En el Hay Festival de Arequipa se ha celebrado la imaginación y el diálogo, y he sido testigo de lo saludable que resulta juntar a distintos creadores para que convivan durante cuatro días e intercambien ideas y se dirijan hacia un público amplio.

Lo fascinante es el hálito de esperanza que lo envuelve a uno al salir de eventos como este. Sin embargo (y felizmente), aún queda mucho por imaginar. Demasiado, diría yo. Todo un mundo. Un mundo nuevo.

domingo, 3 de noviembre de 2019

El amor y el exceso

Austin, Texas 1979 representó para Francisco Ángeles un inusitado éxito que ahora, con su última novela, pretende superar. La noticia es que no lo ha logrado. La valla de su segundo libro aún es muy alta.

Adiós a la revolución (Literatura Random House, 2019) va de un profesor peruano (Emilio) que quiere ligar con su alumna estadounidense (Sophia) y —spoiler alert— lo consigue. Pero antes de involucrarse, ambos leen y teorizan sobre política y, en especial, sobre zapatismo. Dicho esto, la premisa de la novela resulta alentadora, pero su puesta en marcha, en muchos tramos, es pobre o deficiente.

La novela se divide en tres secciones, está narrada en primera persona e intercala dos relatos: el de la relación del protagonista con Sophia y el de la búsqueda que emprende aquel en Chiapas, donde la muchacha se encuentra detenida.

Pesa mucho el relato amoroso. Esta es, ante todo, una novela rosa (con el debido respeto que merece este género) y por momentos uno queda hastiado ante los desvaríos y tormentos adolescentes de un personaje que en realidad va camino de los cuarenta años (un personaje que, por cierto, tiene un inverosímil poder adquisitivo). No obstante, y aunque parezca contradictorio, las mejores partes de la novela ocurren justamente cuando se aborda la experiencia afectiva, sobre todo hacia el final de la segunda sección, donde hay una mezcla de planos narrativos muy vistosa.

En Chiapas, donde ocurre el segundo relato, no sucede nada trascendente. Emilio va de un lado a otro sin que su recorrido aporte algo a su búsqueda. Ningún giro dramático, ningún dato revelador. Todas las acciones están envueltas en un aura de impostado misterio. Aquí queda claro que, pese al desarrollo de algunos personajes, la trama tiene escasa elaboración. Muestra de esto son las escenas poco imaginativas y que tienen como única finalidad servir de mero relleno.

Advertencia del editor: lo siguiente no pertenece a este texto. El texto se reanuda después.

PR #935, opened 2021-03-11
Paging for get-commit-log

snazy:
Implements paging for the `TreeApi.getCommitLog()`, also updates only the API for `TreeApi.getEntries()`.

Paging for the commit log is implemented purely on the REST endpoint. Since `VersionStore.getCommits()`
already returns a `Stream`, we can just `Stream.limit()` the result. The implementation is quite dumb,
it requests "one more" entry from the version-store and if it sees that "one more" entry, it sets
`hasMore=true` and `token=hash-of-that-one-more-thing`, so the next page starts at the given token.

Generally speaking, clients and users of the API _must not_ interpret the token in any way, but just
treat it as some opaque thing. The API docs now include a sentence that the structure/format of the
token can change without prior notice.

`TreeApi.getEntries()` got the same two new parameters that `TreeApi.getCommitLog()` got, just to make
the API consistent. There is no paging implementation for the entries/keys yet.

---
This change is [Reviewable](https://reviewable.io/reviews/projectnessie/nessie/935)


model/src/main/java/org/projectnessie/api/TreeApi.java
```diff
@@ -144,9 +218,46 @@ LogResponse getCommitLog(
...
+   * Default implementation to return a stream of objects for a ref, functionally equivalent to
+   * calling {@link #getEntries(String, Integer, String)} with manual paging.
+   * <p>The {@link Stream} returned by {@code getEntriesStream(ref, OptionalInt.empty())},
+   * if not limited, returns all commit-log entries.</p>
+   *
+   * @param ref a named reference (branch or tag name) or a commit-hash
+   * @param pageSizeHint page-size hint for the backend
+   * @return stream of {@link Entry} objects
+   */
+  default Stream<Entry> getEntriesStream(@NotNull String ref, OptionalInt pageSizeHint) throws NessieNotFoundException {
```
rymurr, line 241: I am not sure why these are in the model. To me they are client only and should be there

snazy: It's a double-edged sword IMO. The model defines the paging properties via `PaginatedResponse` but doesn't define whether paging is only "legit" via HTTP or whether another tier can actually enforce paging. `NessieClient` "only" exposes the `TreeApi` interface, so we'd either have to add a new `TreeWithConvenienceApi` in `nessie-client` or some class with static utility methods. Both approaches feel a bit odd to me.

rymurr: I actually, personally, don't mind the convenience api. Primarily because the contents tree has a few 'wasteful' apis: delete and put single contents. I thikn there is an argument that the direct jax-rs api shouldn't be exposed, rather act as a delegate so the client can continue to grow convenience methods.

rymurr (changes requested):
> *[Reviewable](https://reviewable.io/reviews/projectnessie/nessie/935)* status: 0 of 14 files reviewed, 2 unresolved discussions (waiting on @snazy)

___
*[model/src/main/java/org/projectnessie/api/StreamingUtil.java, line 32 at r2](https://reviewable.io/reviews/projectnessie/nessie/935#-MW-9A7jCsJo29OenarN:-MW-9A7jCsJo29OenarO:b2trvwa) ([raw file](https://github.com/projectnessie/nessie/blob/091357e7c813edbbf5d728769757d39ac0e3ddaf/model/src/main/java/org/projectnessie/api/StreamingUtil.java#L32)):*
> ```Java
>  * Helper and utility methods around streaming of {@link TreeApi} et al.
>  */
> public final class StreamingUtil {
> ```

Shoudln't this move to the client?

snazy (commented):
> *[Reviewable](https://reviewable.io/reviews/projectnessie/nessie/935)* status: 0 of 14 files reviewed, 2 unresolved discussions (waiting on @rymurr and @snazy)

___
*[model/src/main/java/org/projectnessie/api/StreamingUtil.java, line 32 at r2](https://reviewable.io/reviews/projectnessie/nessie/935#-MW-9A7jCsJo29OenarN:-MW-nT9t9kzOPIN-GljE:bbicati) ([raw file](https://github.com/projectnessie/nessie/blob/091357e7c813edbbf5d728769757d39ac0e3ddaf/model/src/main/java/org/projectnessie/api/StreamingUtil.java#L32)):*

Shoudln't this move to the client?
</blockquote></details>

Moved - now the build complains that TreeApi + ContentsApi do not have enough javadoc.......

rymurr (approved):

Hay que agradecer, sin duda, que la prosa no sea funcional. Se puede decir que Ángeles intenta agitar el lenguaje y busca imprimir un ritmo veloz a la narración con un particular uso de la frase larga y salpicada de comas. Pero este exceso verbal también le juega en contra. Algo que entorpece enormemente a la novela es su voluntad por engordar en vano. Saturar al lector con párrafos o páginas triviales nunca es buen indicio. En las situaciones narradas, en cada diálogo o escena, hay una dilatación injustificada. Tal vez el autor pudo apuntar esta verborrea hacia otros asuntos más interesantes, como el de la diferencia entre las clases sociales a las que Emilio y Sophia pertenecen (esto apenas queda esbozado) o el dilema entre los intelectuales que plantean una transformación social desde la teoría y los que prefieren pasar a la acción armada.

Tomando en cuenta virtudes y desaciertos, Adiós a la revolución queda como una novela irregular, llena de buenas intenciones y apenas entretenida, sin más (sin los fuegos artificiales ni el entusiasmo de otras reseñas).